Listen Up Philip (Alex Ross Perry, 2015)

A fast-paced and uncompromising opening scene introduces us to our lead character Philip Lewis Friedman (Jason Schwartzman), a well-regarded writer on the cusp of releasing the follow-up to a popular and critically praised debut novel. On a rampage to rub his success into people from his previous life, he exposes all his character flaws. He’s rude, frank and cynical and it’s hard from this point to feel any sympathy for him, which on an emotional level makes it hard to connect with him as a central character. Indeed, not many of the characters emote any kind of solicitude at any point in the film, bar perhaps Philip’s long-suffering girlfriend Ashley (Elisabeth Moss). This, however, doesn’t necessarily make for a bad piece of cinema. Quite the contrary.

Schwarzman is at home in a role full of self-importance and low in empathy for those around him.

Schwartzman is at home in a role full of self-importance and low in empathy for those around him.

Philip’s story carries on from here, through the prolonged breakdown of his relationship with Ashley, making a connection with similarly cynical writer Ike Zimmerman (Jonathan Pryce) and his lonesome daughter Melanie (Krysten Ritter) and later on a young and jealous academic Yvette (Josephine de la Baume). It doesn’t refrain from taking gambles on the attention span of the audience, taking several sharp turns in the storyline to cover a lot of ground in a short time frame (109 minutes).

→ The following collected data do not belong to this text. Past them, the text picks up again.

PR #11593, opened 2025-05-02
i18n(fr): update the French `i18n-guide`

ArmandPhilippot:
#### Description (required)

Updates the French `i18n-guide` to:
* turn it into a more comprehensive guide that includes Discord links and writing tips
* update the words list (remove obvious translations, update translations based on the current usage in the docs, adds new words)

The goals would be to:
* help newcomers get started
* make the translation across the docs more consistent
* provide a base to make the translation consistent in the Astro ecosystem (e.g. Starlight)
* give some references to previous discussions to keep a track both for newcomers and current translators in case of doubt

Next step: Scan the docs to update the translation when necessary based on the updated guide. I don't mind doing that, but first we need to agree on the translations!

- Suggested label: i18n


i18n-guides/français.md
```diff
@@ -1,65 +1,158 @@
...
+#### Langage courant
+
+Certains mots ont un équivalent français qui devrait être utilisé uniformément dans les différentes traductions.
+
+| Anglais | Français | Explications/Référence (facultatif) |
+|---------|----------|-------------------------------------|
+| build | Suivant le contexte : création / construction / compilation | |
+| bundle | regroupement | |
+| changelog | journal des modifications | |
+| (the) CLI / (the) command line interface | (la) CLI / (l')interface en ligne de commande | |
```
ArmandPhilippot, line 64: Two things here:
* The previous guide was using `ILC` instead of `CLI`. I don't think I ever saw `ILC` in other docs but I don't usually read docs in French so I don't have a strong opinion... Currently, we don't use `ILC`.
* We use both `la CLI` and `le CLI` in the docs, it would be great to use a single form. I used `la CLI` here because if this is the abbreviation of `interface en ligne de commande`, `interface` is a feminine noun so it sounds consistent.

i18n-guides/français.md
```diff
@@ -1,65 +1,158 @@
...
+| header | en-tête | |
+| heading | titre ou en-tête | Nous n'avons pas de consensus (« titre » dans Astro Docs et « en-tête » dans Starlight). Précédente discussion : https://github.com/withastro/starlight/pull/2884#discussion_r1957379942 |
+| headless | sans-tête | |
+| hook | crochet | |
+| import | importation | |
+| issue | problème ou, en référence à la fonctionnalité de Github, ticket | [MDN](https://developer.mozilla.org/fr/docs/MDN/Community/Issues) utilise également « ticket » pour décrire la fonctionnalité de Github |
+| layout | mise en page | |
+| on-demand rendering | rendu à la demande | |
+| package | paquet | |
+| placeholder | paramètre fictif | |
```
ArmandPhilippot, line 80: Not sure what we should use here... Should we add more suitable translations? I saw some `emplacement réservé` in the current docs for example. I always find this odd but maybe it's only me!
I'd say it depends on the context. And sometimes no proposal will be suitable. So, it's a bit tricky. Happy to ear other opinions!

i18n-guides/français.md
```diff
@@ -1,65 +1,158 @@
...
+| preset | préréglage | « préconfiguration » pourrait convenir mais dans certains cas la formulation devient lourde. Discuté dans https://github.com/withastro/starlight/pull/3126#discussion_r2046673972 |
+| prop | propriété | |
+| props | props ou propriétés | En référence à un composant privilégiez « props », autrement utilisez « propriétés » (voir [Concepts d'Astro](#concepts-dastro)) |
+| output | sortie ou affichage | |
+| re-render | rafraîchir / effectuer un nouveau rendu | |
+| recipes | recettes | |
```
ArmandPhilippot, line 86: The previous guide was using `méthodes`, but I think currently we always use `recettes`.

i18n-guides/français.md
```diff
@@ -1,65 +1,158 @@
...
+| server-side | coté serveur | |
+| template | modèle | |
+| to build | Suivant le contexte : créer / construire / compiler | |
+| to bundle | regrouper | |
+| to export | exporter | |
+| to fetch | récupérer | |
+| to import | importer | |
+| to render | rendre / afficher / restituer | |
+| to slot | inclure / injecter / insérer | |
+| to style | mettre en forme / appliquer des styles | |
```
ArmandPhilippot, line 103: I saw some `styliser` in the docs, but I think it's at best an anglicism or at worst a translation error. According to the [Larousse](https://www.larousse.fr/dictionnaires/francais/styliser/74966) or the [Wiktionary](https://fr.wiktionary.org/wiki/styliser) for example:
> Interpréter une forme naturelle en la simplifiant ou en la modifiant à des fins esthétiques.

So it doesn't sound right to me.

In [Starlight](https://starlight.astro.build/fr/guides/css-and-tailwind/), `CSS & Styling` is translated `CSS et mise en forme` which I think is the correct translation.

Happy to ear other thoughts!

i18n-guides/français.md
```diff
@@ -1,65 +1,158 @@
...
+
+#### Internes
+
+Tous les liens doivent rediriger vers la version française, pensez donc à remplacer `/en/` par `/fr/` même si la page de destination n'est pas encore traduite. Vous devez également pensez à traduire la partie après `#`, quand elle existe : elle correspond a l'id généré pour un titre sur la page. Vous pouvez utiliser le serveur de développement pour vérifier l'id généré.
+
+#### Externes
+
+* L'ancre du lien est toujours traduit.
+* Le lien ne change pas sauf s'il existe une version française. Il est donc préférable de vérifier le lien au moment de la traduction.
+* S'il n'existe pas de version française, il peut être utile de rajouter le code du langage (p. ex. `(en)`, à adapter suivant la langue) après le lien pour informer le lecteur que la page de destination est dans une autre langue.
```
ArmandPhilippot, line 147: There is also this... Currently, we use `(en)` when we indicate the language of a link but I wonder is this accessible? Should we use `(Anglais)` or `(en anglais)` instead?
The English docs use the full language name and Sarah also does that in monthly blog posts. Should we do the same? For example: https://docs.astro.build/en/guides/migrate-to-astro/from-docusaurus/#community-resources

i18n-guides/français.md
```diff
@@ -1,65 +1,158 @@
...
+| back-end | Fait référence à la partie serveur d'une application. | Bien que « dorsal » soit une traduction possible, elle est rarement utilisée ailleurs. |
+| middleware | Désigne un logiciel qui permet de coordonner le fonctionnement de plusieurs logiciels. | Bien que « logiciel médiateur » et « intergiciel » soient les traductions recommandées, elles sont rarement utilisées ailleurs. |
+
+###  🔤 Traductions courantes
+
+#### Concepts et API d'Astro
+
+| Anglais | Français | Explications/Référence (facultatif) |
+|---------|----------|-------------------------------------|
+| Astro Islands | Îles Astro | |
```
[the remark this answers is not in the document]
thomasbnt: Agreed for `île`!

i18n-guides/français.md
thomasbnt: `Paramètre fictif`? Seems weird and not match the english word. Agreed for `emplacement réservé` for this one. I don't have another word.

i18n-guides/français.md
thomasbnt: Agreed!

i18n-guides/français.md
thomasbnt: Oh good catch! `(Anglais)` is better for accessibility! :o

thomasbnt:
All of your propositions @ArmandPhilippot seems better for the intern documentation.
- It's better explained
- More accessible

i18n-guides/français.md
ArmandPhilippot: Yeah, I should have put some links here. I looked elsewhere what was done and there is no real consensus...

* On [this MDN page](https://developer.mozilla.org/fr/docs/Web/HTML/Reference/Elements/input/search#ajouter_un_texte_indicatif), they use `text indicatif` (the usage is very specific and can't be used everywhere).
* On [Wiktionary](https://fr.wiktionary.org/wiki/placeholder), they say: `Marque substitutive, remplaçant, élément générique ou de substitution.`
* There is also this [question on StackExchange](https://french.stackexchange.com/questions/780/how-would-you-translate-placeholder-to-french) or this [discussion for the translation of Drupal](https://traduction.drupal.fr/terme/placeholder) with some other suggestions.
* The [Grand dictionnaire terminologique](https://vitrinelinguistique.oqlf.gouv.qc.ca/fiche-gdt/fiche/26532924/parametre-fictif) from Quebec recommends:
  * `paramètre fictif`
  * `emplacement réservé` (or `espace réservé`)
  * `marque substitutive`
  * `marque de réservation`
  In the definition, while not suggested as a translation they also use `paramètre substituable`.
  
What bothers me with `emplacement réservé`, it's the `reservé` part... For example `Une place de parking réservée` for me it's a place you can't use because this is for someone else. So I interpret `emplacement réservé` the same way. Whereas in most cases we mean that it can/should be replaced.

`fictif` doesn't bother me but maybe this is not meaningful enough... I thought I had found an example where this made sense, and that's why I used it here, but I can't find it anymore...

Otherwise, I like `substituable`... maybe `élément substituable`? With, maybe, a note that this can be adapted to the context?

i18n-guides/français.md
ArmandPhilippot, line 147: I'm unresolving to update the instruction! What do you think of:
```suggestion
* S'il n'existe pas de version française, il peut être utile de rajouter la langue après le lien (p. ex. `texte du lien (Anglais)`) pour informer le lecteur que la page de destination est dans une autre langue.
```

ArmandPhilippot:
Hi @HiDeoo, I'm pinging you here in case you want to take a look.

One the objective of updating the Astro Docs `i18n-guide` would be to "provide a base to make the translation consistent in the Astro ecosystem (e.g. Starlight)". Since this is mainly you who works on the French translation of Starlight, you might want to give your opinion here. No obligations of course, I just wanted to make sure you're aware of this if you're interested!

dreyfus92 (approved):

i18n-guides/français.md
```diff
@@ -1,65 +1,158 @@
...
+| (the) CLI / (the) command line interface | (la) CLI / (l')interface en ligne de commande | |
+| client-side | côté client | |
+| code fences (`---`) | barrières de code | |
+| endpoint | point de terminaison | |
+| export | exportation | |
+| feedback | retour / réaction / commentaire | |
+| footer | pied de page | |
+| header | en-tête | |
+| heading | titre ou en-tête | Nous n'avons pas de consensus (« titre » dans Astro Docs et « en-tête » dans Starlight). Précédente discussion : https://github.com/withastro/starlight/pull/2884#discussion_r1957379942 |
+| headless | sans-tête | |
```
HiDeoo, line 73: Not something I ever had to translate, but I guess depending on the context, ways around this super literal translation could exist maybe, e.g. for an headless UI library, I guess one could use "sans interface graphique", "sans affichage", etc.

i18n-guides/français.md
```diff
@@ -1,65 +1,158 @@
...
+| hook | crochet | |
```
HiDeoo, line 74: Not translated in Starlight [on purpose](https://fr.wiktionary.org/wiki/hook) as "crochet" is too literal and the suggested ["Fonction de crochet"](https://fr.wiktionary.org/wiki/hook#Nom_commun_2) does not bring a single relevant search result.

i18n-guides/français.md
HiDeoo: I guess it highly depends on the context but most of the time, I would find a mix between "indicatif" and "par défaut".

i18n-guides/français.md
```diff
@@ -1,65 +1,158 @@
...
+| scope | limité / délimité | |
+| scoped | à portée limitée | |
+| server-side | coté serveur | |
+| template | modèle | |
+| to build | Suivant le contexte : créer / construire / compiler | |
+| to bundle | regrouper | |
+| to export | exporter | |
+| to fetch | récupérer | |
+| to import | importer | |
+| to render | rendre / afficher / restituer | |
```
HiDeoo, line 101: Note that in Starlight, we tried to always use "afficher" and tried to avoid using "rendre".

i18n-guides/français.md
```diff
@@ -1,65 +1,158 @@
...
+| to style | mettre en forme / appliquer des styles | |
+| to wrap | englober / envelopper | |
+| type safe | sûreté du typage | |
+| UI | UI | |
+| update | mise à jour | |
+| upgrade | mise à niveau | |
+| view transitions | transitions de vue | |
+
+> [!NOTE]
+> Ces traductions sont des recommandations. Il est parfois acceptable d'utiliser une autre traduction : elle plus adaptée au contexte ou elle rend la lecture plus fluide en évitant des répétitions.
```
HiDeoo, line 112:
```suggestion
> Ces traductions sont des recommandations. Il est parfois acceptable d'utiliser une autre traduction si elle plus adaptée au contexte ou elle rend la lecture plus fluide en évitant des répétitions.
```

Not sure, the `:` felt weird to me when reading the sentence.

i18n-guides/français.md
```diff
@@ -1,65 +1,158 @@
...
+
+## 📝 Conseils stylistiques
+
+### Les titres
+
+Certains guides de style anglais préconisent l'utilisation de majuscules pour chaque mot d'un titre. Ces règles ne s'appliquent pas en français. Il est donc recommandé de n'utiliser une majuscule qu'en début de titre, à l'exception des noms propres et des composants.
+
+### Les guillemets
+
+Bien que difficilement accessibles sur un clavier, privilégiez les guillements francophones (`«»`) aux guillemets doubles (`""`).
```
HiDeoo, line 125: > En [français de France](https://fr.wikipedia.org/wiki/Fran%C3%A7ais_de_France), les guillemets sont comptés comme des ponctuations hautes, et en tant que telles appellent l’usage d’espaces fines insécables[[10]](https://fr.wikipedia.org/wiki/Guillemet#cite_note-Lexique2002-10),[[11]](https://fr.wikipedia.org/wiki/Guillemet#cite_note-11) après le guillemet ouvrant et avant le guillemet fermant.

[reference](https://fr.wikipedia.org/wiki/Guillemet#Guillemets_en_chevrons) 

I guess we should at least require a space, even if it's non-breaking.

i18n-guides/français.md
```diff
@@ -1,65 +1,158 @@
...
+
+Mémo Unicode :
+* `«` : <kbd>U+00ab</kbd>
+* `»` : <kbd>U+00bb</kbd>
+
+### Code en ligne utilisé comme mot dans une phrase
+
+Dans la version anglaise, vous verrez régulièrement des mots entre accents graves `` ` ``. Cette syntaxe n'a pas toujours de sens en français, il est donc parfois préférable de remplacer le code par un mot français et, si besoin, de rajouter la version code à côté.
+
+**Par exemple :** ``The file `path`...`` devrait être traduit par `Le chemin du fichier...` ou ``Le chemin du fichier (`path`)...``.
```
HiDeoo, line 135: I personally think that if the English version explicitly choose to use inline code to also reference an option name or something specific, the translation should always include it too.

i18n-guides/français.md
```diff
@@ -1,65 +1,158 @@
...
+
+### Liens
+
+#### Internes
+
+Tous les liens doivent rediriger vers la version française, pensez donc à remplacer `/en/` par `/fr/` même si la page de destination n'est pas encore traduite. Vous devez également pensez à traduire la partie après `#`, quand elle existe : elle correspond a l'id généré pour un titre sur la page. Vous pouvez utiliser le serveur de développement pour vérifier l'id généré.
+
+#### Externes
+
+* L'ancre du lien est toujours traduit.
```
HiDeoo, line 145:
```suggestion
* L'ancre (ou texte) du lien est toujours traduit.
```

It may not be super obvious what this means for less technical reader.

i18n-guides/français.md
```diff
@@ -1,65 +1,158 @@
...
+### Les exemples
+
+Pour que l'exemple reste compréhensible pour les moins anglophones des lecteurs, il est important de traduire les commentaires. Il peut également être intéressant d'adapter les chemins et les noms des variables si vous jugez que ça facilite la compréhension.
+
+Lorsque vous modifiez un exemple, pensez à vérifier les arguments passés au bloc de code pour également [mettre à jour la mise en évidence](https://expressive-code.com/key-features/text-markers/#usage-in-markdown--mdx) si besoin.
+
+## 📚 Ressources
+
+* En cas de doute pour une traduction, n'hésitez pas à consulter ce qui est fait dans d'autres documentations (MDN, React, Vue, etc.).
+* [Vitrine linguistique de l'Office québécois](https://vitrinelinguistique.oqlf.gouv.qc.ca/) : Bien que destiné aux québecois, les recommandations françaises sont souvent affichées. En utilisant les « termes privilégiés », vous devriez trouver une traduction pouvant convenir à tout le monde.
```
HiDeoo, line 158: I would personally add https://www.culture.fr/franceterme

i18n-guides/français.md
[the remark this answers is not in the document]
ArmandPhilippot: Thanks, I didn't think of `îlet`! So, yeah, I also think `îlot` would be better to describe this!
```suggestion
| Astro Islands | Îlots Astro | Précédente discussion : https://github.com/withastro/docs/pull/11593/files#r2074910929 |
```
(and we would also need to check the links on Starlight when Astro Docs will be updated... maybe some headings will change)

i18n-guides/français.md
```diff
@@ -1,65 +1,158 @@
...
+Certains mots ont un équivalent français qui devrait être utilisé uniformément dans les différentes traductions.
+
+| Anglais | Français | Explications/Référence (facultatif) |
+|---------|----------|-------------------------------------|
+| build | Suivant le contexte : création / construction / compilation | |
+| bundle | regroupement | |
+| changelog | journal des modifications | |
+| (the) CLI / (the) command line interface | (la) CLI / (l')interface en ligne de commande | |
+| client-side | côté client | |
+| code fences (`---`) | barrières de code | |
```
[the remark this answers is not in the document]
ArmandPhilippot: Currently we use `barrières de code` and I think I also saw some `clôtures de code` and `barres de code`. With `barrières` and `clôtures` we kept the same meaning as `délimitation` I think, but I agree it sounds a bit odd. I've thought about it before, but I haven't come up with any better ideas...

I saw another other translations elsewhere:
* `Fenced code blocks` > `blocs de code balisés` (so, it would be `code balisé`, but `balisé` sounds even weirder to me)

Maybe:
* `délimitateur de code`
* `séparateur de code`
* `cloison de code`

Right now, I don't have more ideas. 😅

i18n-guides/français.md
ArmandPhilippot: Oh yeah, it seems obvious to me but you're right maybe we should be more explicit here! Would adding something in between be enough?
```suggestion
Bien que difficilement accessibles sur un clavier, privilégiez les guillements francophones (`« texte »`) aux guillemets doubles (`"texte"`).
```
Or do you think we should write it in plain text:
```suggestion
Bien que difficilement accessibles sur un clavier, privilégiez les guillements francophones (`«»`) aux guillemets doubles (`""`). Un espace est requis après le guillemet d'ouverture et avant celui de fermeture.
```

i18n-guides/français.md
ArmandPhilippot: Yeah I think so too. I guess was thinking of avoiding repeats in some cases but well, it would be at the appreciation of the translator so maybe we should just say:
```suggestion
**Par exemple :** ``The file `path`...`` devrait être traduit par ``Le chemin du fichier (`path`)...``.
```
And update the sentence above to remove `si besoin`.

i18n-guides/français.md
```diff
@@ -1,65 +1,158 @@
...
+
+Bien que difficilement accessibles sur un clavier, privilégiez les guillements francophones (`«»`) aux guillemets doubles (`""`).
+
+Mémo Unicode :
+* `«` : <kbd>U+00ab</kbd>
+* `»` : <kbd>U+00bb</kbd>
+
+### Code en ligne utilisé comme mot dans une phrase
+
+Dans la version anglaise, vous verrez régulièrement des mots entre accents graves `` ` ``. Cette syntaxe n'a pas toujours de sens en français, il est donc parfois préférable de remplacer le code par un mot français et, si besoin, de rajouter la version code à côté.
```
ArmandPhilippot, line 133: Related to HiDeoo comment's below:
```suggestion
Dans la version anglaise, vous verrez régulièrement des mots entre accents graves `` ` ``. Cette syntaxe n'a pas toujours de sens en français, il est donc parfois préférable de remplacer le code par un mot français et de rajouter la version code à côté.
```

i18n-guides/français.md
ArmandPhilippot: Good call, I was hoping others would have other useful links! It doesn't come up often when I do researches so I forgot about this one... but it seems really similar to the Quebec one, so I'll add it to my bookmarks!

```suggestion
* [FranceTerme](https://www.culture.fr/franceterme)
* [Vitrine linguistique de l'Office québécois](https://vitrinelinguistique.oqlf.gouv.qc.ca/) : Bien que destiné aux québecois, les recommandations françaises sont souvent affichées. En utilisant les « termes privilégiés », vous devriez trouver une traduction pouvant convenir à tout le monde.
```

i18n-guides/français.md
ArmandPhilippot: I'm not fan of `sans-tête`, so I'm in favor to update our translation! I kept that because many websites use the literal translation (and so, we also use that currently).

I think your suggestion could work with `headless CMS` too (this is mainly for this we have `headless`). But, `sans affichage`  or `sans interface graphique` could me misleading: a CMS can be headless and have a graphic interface for administrator.

Maybe `sans interface utilisateur`, `sans interface frontale`, or since we don't translate `front-end` I guess we could use `sans front-end`?

i18n-guides/français.md
ArmandPhilippot: Yeah `fonction de crochet` sounds odd and `crochet` might not be meaningful enough. So it might be better to add it to the section "Autres mots non traduits".

I've done some more researches and I came across this [discussion on StackExchange](https://french.stackexchange.com/questions/6698/traduction-de-hook-dans-un-contexte-de-programmation) where the suggestion doesn't seem to bad to me:
* `point d'ancrage`
* `point de branchement`

At least it sounds better than `fonction de crochet`.

i18n-guides/français.md
ArmandPhilippot: > it highly depends on the context
Yeah, totally! I think this is the issue here. That's why it's tricky to suggest a translation. So maybe we should just omit this word and manage this on a case-by-case basis on PRs?

Because when I think about it again, even `emplacement réservé` could make sense. But, it depends on the context. Sometimes it sounds really weird and other time it's fine.

Or we could just say something: `Suivant le contexte : valeur indicative, valeur par défaut, emplacement réservé, élément subsistuable` with the hope that the translator will understand this is not word for word and he can adapt it in its translation.

i18n-guides/français.md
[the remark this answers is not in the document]
HiDeoo: > (and we would also need to check the links on Starlight when Astro Docs will be updated... maybe some headings will change)

Definitely. I _think_ for islands the only link may be an example linking to https://docs.astro.build/fr/concepts/islands but I could be wrong.

i18n-guides/français.md
```diff
@@ -1,65 +1,158 @@
...
+| Island architecture | Architecture en îles | |
+| Sessions | Sessions | |
+
+#### Langage courant
+
+Certains mots ont un équivalent français qui devrait être utilisé uniformément dans les différentes traductions.
+
+| Anglais | Français | Explications/Référence (facultatif) |
+|---------|----------|-------------------------------------|
+| build | Suivant le contexte : création / construction / compilation | |
```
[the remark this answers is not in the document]
HiDeoo: Looks perfect to me 👍

i18n-guides/français.md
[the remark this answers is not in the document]
HiDeoo: Oh, `délimitateur de code` sounds quite ok I think, at least to me it sounds way better than the other alternatives. Second one would probably be `séparateur de code` while all the others sounds weird to me

i18n-guides/français.md
HiDeoo: It's a tricky one as the admin UI would have a front-end 😅 It's also worth noting that headless is more and more used, probably not at the same level of framework for example, but definitely used a lot.

I'll try to do more research about this one and see if something better comes up.

i18n-guides/français.md
HiDeoo: They sound better indeed altho, searching them and even specifying a domain, e.g. "programmation" leads to no result at all so I think I would personally be in favor of keeping this one untranslated.

i18n-guides/français.md
HiDeoo: I think that could be a valid alternative indeed, good call. In Starlight, we mostly always use it in the context of what ends up showing on screen so limiting it to "afficher" makes sense but yeah, for other context I think any other one sounds better than "rendre".

i18n-guides/français.md
HiDeoo: I think the first one may be enough 👍 And with time, if we see it needs to be mentioned a lot, we could switch to the second version if ever needed.

i18n-guides/français.md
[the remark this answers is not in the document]
ArmandPhilippot:
```suggestion
| code fences (`---`) | délimitateur de code | |
```

i18n-guides/français.md
ArmandPhilippot: Oh yeah, it sounds better when I wrote it but now... you're right it's the same. 😅 I wish there was an official translation but, it's probably best to keep the english work than a literal translation that doesn't mean much.

i18n-guides/français.md
ArmandPhilippot: I'm okay with this, I'll move the term in the other section! Thanks for brainstorming with me!

i18n-guides/français.md
ArmandPhilippot: Yeah each time I read `rendu` I think of 3D rendering... ([`Rendu`](https://fr.wikipedia.org/wiki/Rendu) / [`Pré-rendu`](https://fr.wikipedia.org/wiki/Pr%C3%A9-rendu)). So, it's probably best to update this:
```suggestion
| to render | afficher / générer / restituer | |
```

We'll need to update `rendering` too to be consistent but, I wonder what to do with `renderer` used, for example, in:
* [`Container API`](https://docs.astro.build/en/reference/container-reference/#renderers-option) 
  > Importing a renderer makes both the server and client renderers available to your container.
* [`Integrations guide`](https://docs.astro.build/en/guides/integrations-guide/)
  > Unlock React, Vue, Svelte, Solid, and other popular UI frameworks with a renderer.
  
  (currently the French page looks outdated, we miss the renderer part... it's convenient. 😆 )

If we use `moteur de rendu`, it could feel odd, right? Maybe `générateur`?
* `L'importation d'un générateur rend les générateurs du serveur et du client disponibles pour votre conteneur.`
* `Débloquez React, Vue, Svelte, Solid et d'autres frameworks UI populaires avec un générateur.`

I don't know, it still sounds odd to me.

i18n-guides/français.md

It is communicated in a form that serves as a kind of fake biography, with a narration taking a matter-of-fact tone that gives us a knowing reassurance, almost as if the person behind the voice is channeling his words from a future where it is known that Philip Lewis Friedman is one of the world’s most renowned writers. This is reinforced by the closing credits, where we see a montage of book covers released by the characters from the movie. To be honest, it is the only way the film could tie itself together. Each character is introduced to us from a position of imbalance and for the most part they spiral into a world of depression and failure. It wasn’t until a brilliant final scene that I felt like there was a reason to drag us through the emotional dirt; it perfectly balanced a fine moment of acting from Schwartzman with some clever lighting and cinematography, on top of which laid an overarching statement that justified the cause behind the story itself.

Elisabeth Moss gives an emotional charge to Ashley as she grows in confidence

Elisabeth Moss gives an emotional charge to Ashley as she grows in confidence.

Schwartzman is in fine form throughout, in a role not too dissimilar to others we’ve loved to hate him in (Rushmore, Scott Pilgrim vs. The World). Irritating and overly-confident characters are something of his forte, which is funny if not just because he comes across as anything but irritating in interviews he gives. Moss is also given the opportunity to portray a character of real emotional depth who grows in confidence as the story progresses. It’s a shame that her segment of the film seems like something of a departure from the central thread that was otherwise progressing nicely, though overall it was necessary for the final payoff.

I’ve intelligently reviewed this as this film exits cinemas, though it is seeing a home media release on Masters of Cinema Dual Format Blu-Ray & DVD in late July.